In 2013, Rindt brought Israeli and Palestinian musicians together on a tour of the West Bank with a “Symphony for Palestine.” And together with Turkish and Armenian musicians, the Dresden Symphony Orchestra commemorated those killed during the Armenian genocide.
And now with the Robot Symphony project, Rindt explores the age-old question of how man and machine can interact with one another. To what extent do robots serve humans and at what point do robots become a danger to them by intervening in artistic processes?
“I have great respect for the danger that is looming for music, for composers and arrangers. That’s why I wouldn’t do a project with artificial intelligence right now,” says Rindt, “but I was fascinated by the idea of using a robot to broaden our musical horizons.”
The project is not about replacing humans with machines, but about composing special music for a robot that a conductor would find difficult or even impossible to make happen.
Commissioned by the orchestra, Wieland Reissmann composed the piece “#Kreuzknoten.” It uses two robots, each of which conducts an orchestra group. One starts slowly and speeds up, the other starts quickly and slows down. In the middle of the piece, they briefly meet to play at the same tempo.
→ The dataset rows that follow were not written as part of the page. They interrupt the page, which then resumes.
PR #915, opened 2018-11-15
chore(WriteHTML): Make WriteHTML mode checking strict [bc break]

tomtomau:
Per #911 - this pull request makes the mode checking more strict by always throwing exceptions, even when debug is disabled.

As discussed, this is potentially a bc issue for some people so this should target a BC break release, not sure if there's a more appropriate branch I can set as the base for this to be merged into.


finwe:
Merged to 8.0-RC1, thanks

PR #916, opened 2018-11-19
Remove unecessary ternary expressions

carusogabriel:


finwe:
Wouldn't bitwise return an integer, so at least a bool cast would be in order to preserve booleans?

carusogabriel:
@finwe You are right, this refactoring isn't right :+1:

PR #917, opened 2018-11-19
Use dedicated PHPUnit assertions

carusogabriel:
This will help us with better error messages when debugging errors.


finwe:
Cool, thanks!

PR #927, opened 2018-11-30
Use the img_dpi setting for all images

jakejackson1:
Any size conversion related to images should [use the img_dpi setting](https://mpdf.github.io/reference/mpdf-variables/img-dpi.html) instead of [dpi](https://mpdf.github.io/reference/mpdf-variables/dpi.html).

### DIFF
--- a/src/Mpdf.php
+++ b/src/Mpdf.php
@@ -8700,8 +8700,8 @@ class Mpdf implements \Psr\Log\LoggerAwareInterface
 			$info = $this->imageProcessor->getImage($this->noImageFile);
 			if ($info) {
 				$file = $this->noImageFile;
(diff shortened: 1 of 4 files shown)


finwe:
Isn't this a potential BC break? Wouldn't it make sense to remove img_dpi altogether in v8 for better clarity?

jakejackson1:
Technically, SVGs and text are vectors and don't need to bother with DPI since they can scale without any resolution issues. For example, I regularly will set the `img_dpi` to 300, but leave the `dpi` as is, so I don't have to rescale all my text at the same time.  

If we were to remove any option, it would make more sense to remove the `dpi` setting and use a constant 96 dpi for the current `dpi` setting. 

With that in mind, I've scaled back this PR to only apply to the `noImageFile` fallback image which is a jpg.

PR #934, opened 2018-12-05
explain purpose

Klap-in:
let see if we get more complete example? or is this too much?


finwe:
I doubt this would help. 80 % of issue reporters remove the template anyway.

PR #935, opened 2018-12-11
Convert Font Cache from PHP to JSON Files

jakejackson1:
This PR standardised the font cache. Instead of crudely generating PHP files with font data, it stores the information in JSON files. 

JSON cache files has a number of benefits:

1. The code to generate the files is much smaller. 
1. The data doesn't need to be escaped
1. It is easier to test and modify
1. More compatible on shared hosting with security that limit the dynamic creation of PHP files

**Backwards Compatibility**
This is fully backwards compatible. There is a one-time font cache refresh to generate the new JSON files, then it's business as usual. The font cache doesn't need flushing before hand.

I tested this PR against the Mpdf Example folder and found no visual regressions. 

**Benchmarks**
By forgoing the PHP cache, we lose OPCaching on these files, but I've kept the JSON cache performant none-the-less and there's little change in performance. 

Average (5 runs) for all [Mpdf Example Templates](https://github.com/mpdf/mpdf-examples/) using the CLI:
* PHP Cache: 147.839
* JSON Cache: 148.221

Difference: 0.26%

Average (5 runs) for [Example 61](https://github.com/mpdf/mpdf-examples/blob/development/example61_new_mPDF_v6-0_features.php) in the browser with OPCache Enabled:
* PHP Cache: 21.036661
* JSON Cache: 21.271170

Difference: 1.11%

**Bugs**
A few PHP notices were fixed during this revision. See `src/TTFontFile.php` and `utils/font_dump.php`. Note: I noticed all the other scripts in `utils` no longer work and need to be refined (or removed).

### DIFF
--- a/src/Fonts/FontCache.php
+++ b/src/Fonts/FontCache.php
@@ -7,6 +7,8 @@ use Mpdf\Cache;
 class FontCache
 {
 
+	private $memoryCache = [];
+
 	private $cache;
 
 	public function __construct(Cache $cache)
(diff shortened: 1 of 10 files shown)


finwe:
Awesome. Thanks a lot.

PR #940, opened 2018-12-14
fix Warning: A non-numeric value encountered in svg

luizsene:
added validation before the division operation

when sending an image of the higchart for pdf export the rgba conversion (192,192,192,0,0.001) of the stroke attribute in the function> colorConverter-> convert returns "." causing division error in PHP 7.2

The new composition commissioned for the project, “Semiconductor’s Masterpiece” by Andreas Gundlach, uses all three robot “arms” and plays with different tempos and rhythms that clash with one another. “It is precisely this alternating sequence of asynchrony, where the robots play different tempos and time signatures, but can then play synchronously again at a precisely desired moment, that two or three conductors can’t manage,” explains Frank Peters.
However, the orchestra couldn’t do without a flesh-and-blood conductor at the anniversary concert. Half of the program was conducted by a human being, Norwegian conductor Magnus Loddgard.
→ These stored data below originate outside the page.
PR #533, opened 2019-12-17
Fix instance splitter issue with short time series

lostella:
*Description of changes:* Some checks are added in the `InstanceSplitter` class for the case where `pick_incomplete=False`. This would otherwise cause problems downstream, when the sampler would to sample from an interval that has inverted bounds.

Further checks and typing cleanup are added.

Opening for feedback, trying to include a small test for this.

### DIFF
--- a/src/gluonts/transform/split.py
+++ b/src/gluonts/transform/split.py
@@ -179,7 +179,7 @@ class InstanceSplitter(FlatMapTransformation):
                 else self.train_sampler(target, *sampling_bounds)
             )
         else:
-            assert self.pick_incomplete or len_target >= minimum_length
+            assert self.pick_incomplete or len_target >= self.past_length
             sampled_indices = np.array([len_target], dtype=int)
         for i in sampled_indices:
             pad_length = max(self.past_length - i, 0)
--- a/src/gluonts/transform/split.py
+++ b/src/gluonts/transform/split.py
@@ -157,17 +157,20 @@ class InstanceSplitter(FlatMapTransformation):
         len_target = target.shape[-1]
 
         if is_train:
-            if len_target < self.future_length:
-                # We currently cannot handle time series that are shorter than
-                # the prediction length during training, so we just skip these.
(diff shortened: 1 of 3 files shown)


lostella:
Polished the code, updated the tests, added test cases with `pick_incomplete=True` (I verified that these raise the issue on `master`)

test/test_transform.py
```diff
@@ -204,10 +209,25 @@ def test_InstanceSplitter(start, target, is_train):
...
 
     if is_train:
-        assert len(out) == max(0, len(target) - pred_length + 1)
+        assert len(out) == max(
+            0,
+            len(target)
+            - pred_length
+            + 1
+            - (0 if pick_incomplete else train_length),
+        )
```
lostella: Sometimes I really don't understand black

src/gluonts/transform/split.py
```diff
@@ -156,30 +156,37 @@ def flatmap_transform(
...
+            # mask the loss.
+            sampled_indices = (
+                np.array([], dtype=int)
+                if len_target < minimum_length
+                else self.train_sampler(target, *sampling_bounds)
+            )
         else:
-            sampling_indices = [len_target]
-        for i in sampling_indices:
+            assert self.pick_incomplete or len_target >= minimum_length
```
vafl: For inference we don't need the future, so I think this should be

```python
asser self.pick_incomplete or len_target >= self.past_length
```

test/test_transform.py
```diff
@@ -204,10 +209,25 @@ def test_InstanceSplitter(start, target, is_train):
         "some_other_col": "ABC",
     }
 
-    out = list(t.flatmap_transform(data, is_train=is_train))
+    if (
+        not is_train
+        and not pick_incomplete
+        and len(target) < train_length + pred_length
```
vafl: and correspondingly here 

```
len(target) < train_length
```

lostella: good catch!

The music composed for the robots is very complex, says Loddgard. “You need to work on getting oriented during rehearsals — to know which arm you should be looking at as a musician.” After all, the robot has no eyes to see what is happening in the orchestra and it cannot talk or explain things, adds the conductor.
Some of the pieces in the concert weren’t conducted by the robot, but still used new technologies. The concert overture “f..A..lling. l..I..nes” (Falling in Lines) by Markus Lehmann-Horn, was composed with the help of tools that work with artificial intelligence. The piece draw on musical repertoire easily found online and with the help of AI, sequences are strung together in new ways. Meanwhile, the work “Voyager 2” by Greek composer Konstantia Gourzi explored technological achievements of space travel.
Conductor Magnus Loddgard is open minded when it comes to technology. To him, a robot conducing everything perfectly is interesting, but can quickly become monotonous. “Art is a living thing,” explains the conductor, adding that people don’t want to be told how to play by a robot. “It’s about thinking about how we can find a sound together in an orchestra.”
Music for robots will not replace classical music, says artistic director Markus Rindt, pointing out how electronic music hasn’t led to the end of classical music, for example. Rindt, meanwhile, is looking forward to seeing how other composers might create music suitable for robots in the future.
And what did the audience think of the unusual performance? “It was fascinating, but of course it can’t be compared to a human conductor whose face shows emotion,” said one audience member. Another summed up: “It was pretty scary at times. Especially when the robots bowed at the end.”
This article was translated from German.